The following experiments were carried out in the laboratory at atmospheric pressure carried out in a batch reaction vessel designed for continuous Drainage of the condensation water was set up. This was done using an air cooler, which was connected to a vertical water cooler. The reaction temperature was adjusted so that very little amine distilled off from the reaction vessel. The condensation water was collected in a measuring cylinder containing 100 cm3 of toluene.

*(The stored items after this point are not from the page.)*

PR #1489, opened 2020-03-02
Use mmap for utils.search_bytes_in_file.

oliverchang:
Renamed from utils.search_strings_in_file, and use mmap instead of attempting
to read the file line by line.

This also fixes a Python 3 exception.

### DIFF
--- a/src/python/tests/core/bot/fuzzers/utils_test.py
+++ b/src/python/tests/core/bot/fuzzers/utils_test.py
@@ -97,3 +97,10 @@ class IsFuzzTargetLocalTest(unittest.TestCase):
     path = self._create_file(
         'a_fuzzer', contents=b'anything\nLLVMFuzzerTestOneInput')
     self.assertTrue(utils.is_fuzz_target_local(path))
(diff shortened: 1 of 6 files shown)


oliverchang:
(This is a bit of a risky change, so will test carefully before submitting).

src/python/tests/core/bot/fuzzers/utils_test.py
```diff
@@ -12,73 +12,88 @@
...
+    shutil.rmtree(self.temp_dir, ignore_errors=True)
+
+  def _create_file(self, name, contents=b''):
+    path = os.path.join(self.temp_dir, name)
+    with open(path, 'wb') as f:
+      f.write(contents)
+
+    return path
 
   def test_not_a_fuzzer_invalid_name(self):
```
inferno-chromium: Can you add a test where a file handle is passed (and not a string path)?

oliverchang: Done!

PR #1490, opened 2020-03-02
Fix untrusted minimize tests.

oliverchang:


oliverchang:
trivial change. TBR /gcbrun

PR #1493, opened 2020-03-02
search_bytes_in_file: Don't mmap if file handle size is 0.

oliverchang:
Windows doesn't allow mmaping empty files.


oliverchang:
Actually, reverting original CL since it seems it doesn't work in all cases (i.e. when the "file handle" comes from the archive for partial extraction).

The implementation was followed by the amount of water that had collected in the measuring cylinder. The reaction mixture was then cooled to about 150 "C and the diamines were purified.

Example 1 220 g hydroquinone, 125 g aniline, 4 g iron powder and 25 g of iodine was placed in a flask.

The reaction vessel was heated to about 180 "C, and the temperature was gradually increased to about 240 "C. At this temperature, slow a further 325 g of aniline were added until there was no more water of condensation from the reaction vessel escaped. The implementation took about 4 hours. After digestion for 1/2 hour the volatiles were obtained by heating the reaction mixture at one pressure from 8 mm Hg to 260 "C. The iron was removed by adding 50 g of a 250% Sodium carbonate solution precipitated. The yield of N, N'-diphenyl-p-phenylenediamine was 481 g corresponding to 920/0 of theory; F. = 132 to 138 "C.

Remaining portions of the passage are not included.